# Tremarella für Einsteiger



## paradox950 (17. August 2015)

Petri Heil! 

Ich bin neu hier im Forum, da mich das Angeln seit geraumer Zeit sehr interessiert. Letztes Jahr im November habe ich meinen Angelschein abgeschlossen und war dieses Jahr raus zum Angeln. Bisher nur an Forellenteichen, da ich noch nicht so der Profi bin.

An den Forellenteichen ist es meist so, dass die Leute die passiv Angeln eher mäßigen Erfolg haben (es sei denn man sitzt am Einfluss des Wassers) und man den Fisch mit aktiven Fischen häufiger überlisten kann. Ich habe bereits eine Sbirolino Montage und bin auch sehr zufrieden damit, denn es macht Spaß.

Beim letzten Angeltag habe ich drei Männer getroffen, die die Tremarella Montage genutzt haben und sehr erfolgreich damit waren. Jetzt möchte ich mir ebenfalls eine neue Rute mit allem Zubehör besorgen.

Als Rute habe ich mir die Sänger Iron Trout Chakka in 3,00m Länge mit einem Wurfgewicht von 1 - 6 gramm ausgesucht. Als Rolle habe ich hier schon eine 2000 BS Stationärrolle liegen, kann ich diese benutzen? 

Für die Schnur habe ich gelesen auf jedenfall eine Monofile Schnur fürs Tremarella Angeln zu benutzen, könnt ihr mir da eine empfehlen? Ich möchte bei Askari bestellen, die haben leider die Tubertini UC4 nicht da . 

So jetzt zu meinem Hauptproblem. Ich weiß nicht was für ein Gewicht meine Pose haben darf. Ich habe mir hier die Cormoran Big Trout Trota-FS5 Schlepppose ausgesucht und dazu das Balzer Tremarella Starter Set. 

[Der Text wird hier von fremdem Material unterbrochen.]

Issue #8231, opened 2022-11-18
Cache is never populated in ComponentDesigner.ShadowPropertyCollection.cs


Jericho:
### .NET version

8.0.0-alpha.1.22559.2

However, the situation I am reporting is not tied to a specific .NET version.

### Did it work in .NET Framework?

No

### Did it work in any of the earlier releases of .NET Core or .NET 5+?

no

### Issue description

The ShadowPropertyCollection class contains a private field called `_descriptors` which, if I understand the original intent correctly, is supposed to be used as a cache of `PropertyDescriptor`. The flow is supposed to be like this:
- the first-time a given property descriptor is requested, the value is calculated in the `private PropertyDescriptor GetShadowedPropertyDescriptor(string propertyName)` private method
- this value is added to the cache
- if the same property descriptor is subsequently requested the cached value is returned

However, what I observe when reading the code of this private method is that the calculated value is NOT added to the cache and therefore it is re-calculated each time the same descriptor is requested.

@elachlan, @dreddy-work and myself had a [discussion](https://github.com/dotnet/winforms/pull/8222#pullrequestreview-1185033949) about this and we concluded that it made more sense to raise a separate issue about this rather than simply fix it as part of #8222.

If the conclusion is that we want to fix the flawed logic, I will be happy to volunteer a PR.

### Steps to reproduce

To be clear, the current logic works without problem and returns the expected result. It's just that we pay a performance penalty if the same descriptor is requested multiple times.

elachlan:
Relevant code where `_descriptors` is initialized and checked, but never added to.
https://github.com/dotnet/winforms/blob/bc73fc2790fdce8ac7399eddf76824161bdd35cc/src/System.Windows.Forms.Design/src/System/ComponentModel/Design/ComponentDesigner.ShadowPropertyCollection.cs#L59-L67

Proposed fix by @Jericho:
```csharp
private PropertyDescriptor GetShadowedPropertyDescriptor(string propertyName)
{
    _descriptors ??= new();

    if (!_descriptors.TryGetValue(propertyName, out PropertyDescriptor property))
    {
        property = TypeDescriptor.GetProperties(_designer.Component.GetType())[propertyName];
        _descriptors.Add(propertyName, property);
    }

    return property;
}
```

elachlan:
@dreddy-work how does the team feel about this change?

dreddy-work:
> @dreddy-work how does the team feel about this change?

[...]

PR #9408, opened 2023-07-02
Enable nullability in ComponentDesigner

halgab:
## Proposed changes

- Enable nullability in `ComponentDesigner`

###### Microsoft Reviewers: [Open in CodeFlow](https://portal.fabricbot.ms/api/codeflow?pullrequest=https://github.com/dotnet/winforms/pull/9408)

### DIFF
--- a/src/System.Windows.Forms.Design/src/System/ComponentModel/Design/ComponentDesigner.ShadowPropertyCollection.cs
+++ b/src/System.Windows.Forms.Design/src/System/ComponentModel/Design/ComponentDesigner.ShadowPropertyCollection.cs
@@ -1,8 +1,6 @@
 ﻿// Licensed to the .NET Foundation under one or more agreements.
 // The .NET Foundation licenses this file to you under the MIT license.
 
-#nullable disable
-
 namespace System.ComponentModel.Design;
 
 public partial class ComponentDesigner
@@ -13,8 +11,8 @@ public partial class ComponentDesigner
     protected sealed class ShadowPropertyCollection
     {
         private readonly ComponentDesigner _designer;
-        private Dictionary<string, object> _properties;
-        private Dictionary<string, PropertyDescriptor> _descriptors;
+        private Dictionary<string, object?>? _properties;
+        private Dictionary<string, PropertyDescriptor>? _descriptors;
 
         internal ShadowPropertyCollection(ComponentDesigner designer) => _designer = designer;
 
@@ -22,14 +20,14 @@ public partial class ComponentDesigner
         ///  Accesses the given property name. This will throw an exception if the property does not exist on the
         ///  base component.
         /// </summary>
-        public object this[string propertyName]
+        public object? this[string propertyName]
         {
             get
             {
                 ArgumentNullException.ThrowIfNull(propertyName);
 
                 // First, check to see if the name is in the given properties table
-                if (_properties is not null && _properties.TryGetValue(propertyName, out object existing))
+                if (_properties is not null && _properties.TryGetValue(propertyName, out object? existing))
                 {
                     return existing;
                 }
@@ -59,19 +57,19 @@ public partial class ComponentDesigner
         {
             _descriptors ??= new();
 
-            if (_descriptors.TryGetValue(propertyName, out PropertyDescriptor property))
+            if (_descriptors.TryGetValue(propertyName, out PropertyDescriptor? property))
             {
                 return property;
             }
 
-            return TypeDescriptor.GetProperties(_designer.Component.GetType())[propertyName];
+            return TypeDescriptor.GetProperties(_designer.Component.GetType())[propertyName]!;
         }
 
         /// <summary>
         ///  Returns true if the given property name should be serialized, or false if not.
         ///  This is useful in implementing your own ShouldSerialize* methods on shadowed properties.
         /// </summary>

Ich habe gelesen, man kann statt den Glas/Blei- Ketten auch ein Tremarella Glas benutzen. Auch hier stellt sich meine Frage, welches Wurfgewicht. 

Ich erhoffe mir hier eine kleine Hilfe für mich als Einsteiger und vielleicht wird dieser Thread späteren Einsteigern ebenfalls helfen. Am Besten wäre eine komplette Rutenmontage mit Erklärungen zu den Wurfgewichten. Vielen Dank!


----------



## DerBreuberger (17. August 2015)

*AW: Tremarella für Einsteiger*

Hallo paradox,
willkommen im Forum. |wavey:





paradox950 schrieb:


> Als Rute habe ich mir die Sänger Iron Trout Chakka in 3,00m Länge mit einem Wurfgewicht von 1 - 6 gramm ausgesucht.


Oh, dann haben wir den gleichen Geschmack. Nachdem ich von einer Balzer- und Tubertini-Tremarellerute jeweils die Spitze abgebrochen habe, bin ich auch auf die Steckruten von Sänger gekommen. Ich fische die 2,70m und 3,60m Version. Die kurze Version nehme ich, wenn ich von Bäumen und Ästen „umzingelt“ bin.



paradox950 schrieb:


> Als Rolle habe ich hier schon eine 2000 BS Stationärrolle liegen, kann ich diese benutzen?


keine Ahnung. Ich denke, dass jede halbwegs vernünftige 1000-200er Rolle geeignet ist.



paradox950 schrieb:


> Für die Schnur habe ich gelesen auf jedenfall eine Monofile Schnur fürs Tremarella Angeln zu benutzen, könnt ihr mir da eine empfehlen?


Ich fische eine 0,16er monofile, in Rot. Damit sehe ich die Schnur besser.



paradox950 schrieb:


> Ich weiß nicht was für ein Gewicht meine Pose haben darf. Ich habe mir hier die Cormoran Big Trout Trota-FS5 Schlepppose ausgesucht


Diese ist sicherlich geeignet. Ich würde die 2, 3 und 4 g bestellen und testen. In diese Rubrik passen auch diese hier: Quantum Magic Trout Popper – Pose und Perca Trout Trotta Tremarella Pose.



paradox950 schrieb:


> und dazu das Balzer Tremarella Starter Set.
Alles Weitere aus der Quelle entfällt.